The docstring indicates that it would be useful to study your previous functions and trace the cache history. In a nutshell:

  • linear_forward() produces the first cache: a length -3 tuple containing (A, W, b) for a single layer (where each element is an np.ndarray).
  • linear_activation_forward() produces the next cache – a length -2 tuple. For a single layer it calls linear_forward() to produce (Z, linear cache) and (A, activation_cache) and then, cache = (linear_cache, activation_cache). The activations depend on which activation function is passed to the function: 'relu' or 'sigmoid'.
  • L_model_forward() then loops through the layers of the model calling linear_activation_foward() for each layer, Producing a cache with L elements, each the output of linear_activation_foward().

Having stored away the Z values (linear) and the A values (the nonlinear activations of the Z values), you are now ready for backprop and gradient descent (in Exercise 10 and the ensuing assignment).

I hope that I have encouraged you to peruse the functions in the manner that I have indicated. I remember this being a sticking point for me when I took the course! :thinking:–>:nerd_face:

6 Likes

Thank you sir, I could understand. I very appreciate of that.

Happy to hear it! BTW, I made a classic copy/paste error in my response, which I have corrected.

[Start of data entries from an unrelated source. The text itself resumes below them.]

PR #901, opened 2018-03-09
fix(RouterStore): change the default serializer to work around cycles in RouterStateSnapshot

vsavkin:
RouterStateSnapshot contains cycles, which means that the default serializer doesn't work with the devtools.

This serializer implements a work around for the issue.


MikeRyanDev:
@vsavkin Does this introduce a breaking change?

brandonroberts:
Fixes included in 7917a276fa199b19d6d8f2e3d2fa1708e3481c2b

PR #903, opened 2018-03-11
fix: type mismatch when upgrade to ts2.6

sandangel:
Refs: #709

### DIFF
--- a/modules/router-store/src/router_store_module.ts
+++ b/modules/router-store/src/router_store_module.ts
@@ -96,7 +96,7 @@ export type RouterReducerState<T = RouterStateSnapshot> = {
 };
 
 export function routerReducer<T = RouterStateSnapshot>(
-  state: RouterReducerState<T>,
+  state: RouterReducerState<T> | undefined,
   action: RouterAction<any, T>
 ): RouterReducerState<T> {
   switch (action.type) {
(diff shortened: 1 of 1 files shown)


brandonroberts:
This is to support `strict: true` correct? We're already building against 2.6 in the repo. We're not going to change `Action` to `any` as we lose the type safety.

sandangel:
yes, this is for supporting strict: true.
could you suggest a better fix for map type between reducer and action type when there are multiple feature in ActionReducerMap ?
currently this won't work:

```typescript
import * as fromAuth from './auth.reducer';
import * as fromToken from './token.reducer';

export interface AuthFeatureState {
  authState: fromAuth.AuthState;
  tokenState: fromToken.TokenState;
}

export const getAuthFeatureState = createFeatureSelector<AuthFeatureState>('authFeature');

export const reducers: ActionReducerMap<AuthFeatureState, AuthActions | TokenActions> = {
  authState: fromAuth.authReducer,
  tokenState: fromToken.tokenReducer
};
```

user have manually cast ActionReducerMap<AuthFeatureState, any> for ts to compile.

sandangel:
if you not agree to change the default type variable in ActionReducerMap, I can revert it, but do you consider the fix for routerStore signature ?

brandonroberts:
The routerStore signature fix is ok. I'd rather use `ActionReducerMap<AuthFeatureState, any>` for now but those changes don't impact this repo as `strict: true` isn't enabled for the example-app

sandangel:
hi @brandonroberts , I have revert the ActionReducerMap default type, please check.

Previously: Z^{[l]} = W^{[l]}A^{[l-1]} + b^{[l-1]}
Corrected: Z^{[l]} = W^{[l]}A^{[l-1]} + b^{[l ]}

Looking at the caches in the functions where they are created and in the comments, yields:

    # caches = (cache[layer1], cache[layer2], ... , cache[layerL])
    # current_cache = (linear_cache[current_layer], activation_cache[current_layer])
    # linear_cache = (A, W, b) or (X, W, b) at layer 1
    # activation_cache = relu(Z)